• _Requirement_
The response should consist of the data reproduced word for word.

• _Data to use_
PR #962, opened 2026-09-18
Fix Pursuit PP tracking against Pressure

hsahovic:
Adjust Pursuit parsing and PP tracking to match current Showdown output; the Gen 4 PP exception below matches an upstream bug and should be removed before merge.

Also recognize the newer `[from] move: Pursuit` protocol suffix as an interception rather than a move calling another move. Regression tests cover switching and non-switching targets in generations 3–5.

The Gen 4 exception currently charges only one PP when Pursuit intercepts a switching Pressure target. Cameron is correct that the game should charge two: [Platinum's Pursuit implementation](https://github.com/pret/pokeplatinum/blob/d18093e4fd79ed5260d98363a00f315441b6c656/src/battle/battle_script.c#L6915-L6923) explicitly deducts the extra PP. The existing poke-env behavior is correct for this case. Keep the protocol-suffix fix, remove the Gen 4 exception and its one-PP expectation, and fix Showdown upstream.

This PR changes battle tracking only. CI maintenance landed in #960; error propagation is in #961. Rebased onto master after #960 merged.

## Validation

- `uv run --no-sync pytest -q unit_tests/` — 340 passed on this branch.
- Black, isort, flake8, and mypy passed.


cameronangliss:
I am 99% sure this is a bug in showdown, and we actually are tracking correctly.

PR #1590, opened 2025-07-03
Add Chainstack faucet

akegaviar:


zerosnacks (approved):
Thanks, I've reorded the faucets based on the amount of ETH they require to hold on mainnet, from none for POW faucet to 0.08 ETH on Chainstack

PR #1593, opened 2025-07-07
docs(forge): EIP-7907, document Osaka evm-version and ignore-initcode-size in build

jgresham:


mattsse (approved):
lgtm

pending @zerosnacks

zerosnacks (approved):
Makes sense, the additional included commits due to a force push that happened on `master` should not create issues.

PR #1601, opened 2025-07-19
Update deploying.md

Rahul-cyber26:
#1600


zerosnacks:
Users need to get their own API keys per Etherscans terms of service

PR #1642, opened 2025-08-25
chore: add note on disabling linting on build 

zerosnacks:
cc @0xrusowsky

As asked here: https://x.com/siobh_eth/status/1959988063003689201


grandizzy (approved):
👍

PR #1694, opened 2025-11-04
Update tree command to show two directory levels

jormarma:
After running the updated command, you can now see the `solady` library under the `lib` folder. Before this change, it wasn’t showing up.


zerosnacks:
Ref: makes sense https://github.com/foundry-rs/book/blob/e9b74f99ebf9e810fc18bf87aee0b0b85b013c06/vocs/docs/pages/guides/project-setup/dependencies.md?plain=1#L21-L23

zerosnacks:
Thanks!

PR #1698, opened 2025-11-10
docs(anvil): add supported Beacon Node API endpoints

mablr:
List of supported Beacon Node API endpoints, with their description and link to specification.


mattsse (approved):
nice

PR #1755, opened 2026-02-03
feat: add terminal directive for help

tmm:
Adds [`:::terminal`](https://vocs-next.vercel.app/guide/syntax-highlighting#terminal-directive) to autogenerated help files


onbjerg (changes requested):
can you regen these as well

PR #1785, opened 2026-04-14
docs(scripting): clarify the usage of --rpc-url vs that of --chain

### LINKED ISSUE #12907: bug: documentation --chain <chain-name> fails during script usage
### Component

Forge

### Have you ensured that all of these are up to date?

- [x] Foundry
- [x] Foundryup

### What version of Foundry are you on?

forge Version: 1.5.0-stable Commit SHA: 1c57854462289b2e71ee7654cd6666217ed86ffd Build Timestamp: 2025-11-26T09:16:58.269730000Z (1764148618) Build Profile: maxper

### What version of Foundryup are you on?

foundryup: 1.4.0

### What command(s) is the bug in?

forge script

### Operating System

macOS (Apple Silicon)

### Describe the bug

In the documentation here: https://getfoundry.sh/guides/scripting-with-solidity#deploying-to-a-testnet it says uses "--chain <chain-name" based on foundry.toml config but it actually requires using --rpc-url

Unclear if this is a bug in the CLI or if the docs should be updated. It would be nice if both worked.

snehendu098:
Closes: [foundry-rs/foundry#12907](https://github.com/foundry-rs/foundry/issues/12907)

Users reported that the scripting guide implied `--chain <chain-name>` could select a network for `forge script`, but in practice `--rpc-url` is required. `--chain` only sets `block.chainid` in the EVM env — it does not pick an RPC endpoint.

The old misleading example was removed in the Feb reorg, but the current `forge/scripting.mdx` never explicitly showed the `[rpc_endpoints]` alias pattern, so the same confusion can recur.

## Changes

I have added a small subsection to `src/pages/forge/scripting.mdx` which shows the usage of `[rpc_endpoints]` in `foundry.toml` and also shows `forge script ..... --rpc-url sepolia` using the alias

I have also added a note clarifying that `--chain` only selects a `block.chainid` and doesn't select an RPC

## Verification
I had initialized a new project using `forge init` which gives a basic counter app and made a change in the `foundry.toml` file

```toml
[rpc_endpoints]
sepolia = "https://ethereum-sepolia-rpc.publicnode.com"
```

- `forge script script/Counter.s.sol --rpc-url sepolia` → resolves alias, simulates against Sepolia (chain id `11155111`), writes to `broadcast/Counter.s.sol/11155111/dry-run/`.
- `forge script script/Counter.s.sol --chain sepolia --broadcast` → runs locally against an empty EVM, no RPC resolution, prints *"If you wish to simulate on-chain transactions pass a RPC URL."*

Confirms `ScriptArgs` impl is correct; fix is docs-only, matching @mablr's earlier comment on the issue.


mattsse (approved):
Docs-only clarification looks good after dropping the unrelated generated artifacts.

PR #1826, opened 2026-05-09
docs: document --no-lint for forge build

stevencartavia:
Document the new `forge build --no-lint` flag added in https://github.com/foundry-rs/foundry/pull/14676, alongside the existing `lint_on_build = false` config option.


mattsse (approved):
Docs-only update for build lint flags looks good.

• _Answer for the task_
PR #962, opened 2026-09-18
Fix Pursuit PP tracking against Pressure

hsahovic:
Adjust Pursuit parsing and PP tracking to match current Showdown output; the Gen 4 PP exception below matches an upstream bug and should be removed before merge.

Also recognize the newer `[from] move: Pursuit` protocol suffix as an interception rather than a move calling another move. Regression tests cover switching and non-switching targets in generations 3–5.

The Gen 4 exception currently charges only one PP when Pursuit intercepts a switching Pressure target. Cameron is correct that the game should charge two: [Platinum's Pursuit implementation](https://github.com/pret/pokeplatinum/blob/d18093e4fd79ed5260d98363a00f315441b6c656/src/battle/battle_script.c#L6915-L6923) explicitly deducts the extra PP. The existing poke-env behavior is correct for this case. Keep the protocol-suffix fix, remove the Gen 4 exception and its one-PP expectation, and fix Showdown upstream.

This PR changes battle tracking only. CI maintenance landed in #960; error propagation is in #961. Rebased onto master after #960 merged.

## Validation

- `uv run --no-sync pytest -q unit_tests/` — 340 passed on this branch.
- Black, isort, flake8, and mypy passed.


cameronangliss:
I am 99% sure this is a bug in showdown, and we actually are tracking correctly.

PR #1590, opened 2025-07-03
Add Chainstack faucet

akegaviar:


zerosnacks (approved):
Thanks, I've reorded the faucets based on the amount of ETH they require to hold on mainnet, from none for POW faucet to 0.08 ETH on Chainstack

PR #1593, opened 2025-07-07
docs(forge): EIP-7907, document Osaka evm-version and ignore-initcode-size in build

jgresham:


mattsse (approved):
lgtm

pending @zerosnacks

zerosnacks (approved):
Makes sense, the additional included commits due to a force push that happened on `master` should not create issues.

PR #1601, opened 2025-07-19
Update deploying.md

Rahul-cyber26:
#1600


zerosnacks:
Users need to get their own API keys per Etherscans terms of service

PR #1642, opened 2025-08-25
chore: add note on disabling linting on build 

zerosnacks:
cc @0xrusowsky

As asked here: https://x.com/siobh_eth/status/1959988063003689201


grandizzy (approved):
👍

PR #1694, opened 2025-11-04
Update tree command to show two directory levels

jormarma:
After running the updated command, you can now see the `solady` library under the `lib` folder. Before this change, it wasn’t showing up.


zerosnacks:
Ref: makes sense https://github.com/foundry-rs/book/blob/e9b74f99ebf9e810fc18bf87aee0b0b85b013c06/vocs/docs/pages/guides/project-setup/dependencies.md?plain=1#L21-L23

zerosnacks:
Thanks!

PR #1698, opened 2025-11-10
docs(anvil): add supported Beacon Node API endpoints

mablr:
List of supported Beacon Node API endpoints, with their description and link to specification.


mattsse (approved):
nice

PR #1755, opened 2026-02-03
feat: add terminal directive for help

tmm:
Adds [`:::terminal`](https://vocs-next.vercel.app/guide/syntax-highlighting#terminal-directive) to autogenerated help files


onbjerg (changes requested):
can you regen these as well

PR #1785, opened 2026-04-14
docs(scripting): clarify the usage of --rpc-url vs that of --chain

### LINKED ISSUE #12907: bug: documentation --chain <chain-name> fails during script usage
### Component

Forge

### Have you ensured that all of these are up to date?

- [x] Foundry
- [x] Foundryup

### What version of Foundry are you on?

forge Version: 1.5.0-stable Commit SHA: 1c57854462289b2e71ee7654cd6666217ed86ffd Build Timestamp: 2025-11-26T09:16:58.269730000Z (1764148618) Build Profile: maxper

### What version of Foundryup are you on?

foundryup: 1.4.0

### What command(s) is the bug in?

forge script

### Operating System

macOS (Apple Silicon)

### Describe the bug

In the documentation here: https://getfoundry.sh/guides/scripting-with-solidity#deploying-to-a-testnet it says uses "--chain <chain-name" based on foundry.toml config but it actually requires using --rpc-url

Unclear if this is a bug in the CLI or if the docs should be updated. It would be nice if both worked.

snehendu098:
Closes: [foundry-rs/foundry#12907](https://github.com/foundry-rs/foundry/issues/12907)

Users reported that the scripting guide implied `--chain <chain-name>` could select a network for `forge script`, but in practice `--rpc-url` is required. `--chain` only sets `block.chainid` in the EVM env — it does not pick an RPC endpoint.

The old misleading example was removed in the Feb reorg, but the current `forge/scripting.mdx` never explicitly showed the `[rpc_endpoints]` alias pattern, so the same confusion can recur.

## Changes

I have added a small subsection to `src/pages/forge/scripting.mdx` which shows the usage of `[rpc_endpoints]` in `foundry.toml` and also shows `forge script ..... --rpc-url sepolia` using the alias

I have also added a note clarifying that `--chain` only selects a `block.chainid` and doesn't select an RPC

## Verification
I had initialized a new project using `forge init` which gives a basic counter app and made a change in the `foundry.toml` file

```toml
[rpc_endpoints]
sepolia = "https://ethereum-sepolia-rpc.publicnode.com"
```

- `forge script script/Counter.s.sol --rpc-url sepolia` → resolves alias, simulates against Sepolia (chain id `11155111`), writes to `broadcast/Counter.s.sol/11155111/dry-run/`.
- `forge script script/Counter.s.sol --chain sepolia --broadcast` → runs locally against an empty EVM, no RPC resolution, prints *"If you wish to simulate on-chain transactions pass a RPC URL."*

Confirms `ScriptArgs` impl is correct; fix is docs-only, matching @mablr's earlier comment on the issue.


mattsse (approved):
Docs-only clarification looks good after dropping the unrelated generated artifacts.

PR #1826, opened 2026-05-09
docs: document --no-lint for forge build

stevencartavia:
Document the new `forge build --no-lint` flag added in https://github.com/foundry-rs/foundry/pull/14676, alongside the existing `lint_on_build = false` config option.


mattsse (approved):
Docs-only update for build lint flags looks good.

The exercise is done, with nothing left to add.